Saturday, August 10, 2013

Maker

A forward thinking man once said “just keep walking”
but didn’t like to repeat himself as he trailed off
unsteadily, feet looking for something new, another route
that hindsight shows, replacing a memory worth giving up.

In the pieces of sunlight that add up a morning the barely dead
don’t grieve as much as the ball of man whose night was a floor,
the bottomed out, beer-stained, disdainfully scuffed linoleum
a cold war veteran: a night that could’ve been avoided,
a cold night on a whore.

This is the way the hallway ends up after the doors all
are taken off, burned into stardust dusting the air agitated
the last step so that it lasts and lasts as long as the forward thinker,
cheap beer drinker, sad autobiographies that go nowhere singer.
Paint peels off the walls in appetizing flakes that turn every room
the bare color of the barren-threshold.  The hallway always.  The walls.

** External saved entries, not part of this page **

PR #4093, opened 2022-05-12
test: coverage for chain_storage

therustmonk:
Description
---
Add coverage tests for `chain_storage`.

Motivation and Context
---
To increase the total test coverage.

How Has This Been Tested?
---
Unit tests

### DIFF
--- a/base_layer/core/src/chain_storage/async_db.rs
+++ b/base_layer/core/src/chain_storage/async_db.rs
@@ -399,3 +399,34 @@ impl<'a, B: BlockchainBackend + 'static> AsyncDbTransaction<'a, B> {
         self.db.write(transaction).await
     }
 }
+
+#[cfg(test)]
+mod tests {
+    use super::*;
+    use crate::test_helpers::blockchain::{create_new_blockchain, TempDatabase};
+
+    impl AsyncBlockchainDb<TempDatabase> {
+        pub fn sample() -> Self {
+            Self {
+                db: create_new_blockchain(),
+            }
+        }
+    }
+
+    #[tokio::test]
+    async fn coverage_async_blockchain_db() {
+        let obj = AsyncBlockchainDb::sample();
+        obj.clone().into_inner();
+        obj.fetch_horizon_data().await.unwrap();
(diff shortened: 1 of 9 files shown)


base_layer/core/src/chain_storage/async_db.rs
```diff
@@ -399,3 +399,34 @@ impl<'a, B: BlockchainBackend + 'static> AsyncDbTransaction<'a, B> {
...
+        obj.fetch_chain_header(0).await.unwrap();
+        obj.fetch_last_header().await.unwrap();
+        obj.clear_all_pending_headers().await.unwrap();
+        obj.fetch_last_chain_header().await.unwrap();
+        obj.cleanup_orphans().await.unwrap();
+        obj.cleanup_all_orphans().await.unwrap();
+        obj.prune_to_height(0).await.unwrap();
+        obj.get_stats().await.unwrap();
+        obj.fetch_total_size_stats().await.unwrap();
+        let _trans = obj.write_transaction();
```
SWvheerden, line 430: Did we go through these to ensure the cucumber tests cover them?
These tests only test that these functions do not return an error. Not that they produce a correct result. 
I think the test name should reflect this.

base_layer/core/src/chain_storage/horizon_data.rs
```diff
@@ -45,3 +45,17 @@ impl HorizonData {
         &self.utxo_sum
     }
 }
+
+#[cfg(test)]
+mod test {
+    use super::*;
+
+    #[test]
+    fn coverage_horizon_data() {
```
SWvheerden, line 54: See comment above. 
Here should be easily able to confirm that we do indeed return 0.h and 0.g

SWvheerden (commented):
This looks good. 
Most of these tests look fine, 
But some of them are artificially boosting the coverage. We are only testing that the functions return a result and don't send back an error. We don't actually test the function if returns the correct result.  We need to decide, case by case if we want leave the function as "untested" or blanked cover it using these test.

stringhandler (approved):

    Art allows humanity one of its greatest ambitions: to test decisions and their repercussions without acting.  But therein lies the paradox: nothing can be undone, and no cause can be without effect.  Though there is little appreciable impact in an artistic move on the world around the artist, the world about — the individual zeitgeist — shudders at the act of creation.  This internal upheaval becomes the catalyst for which the result is a new moment of existence.  And yet this comes not of a decision, but is born of the one commandment sacred to the artist.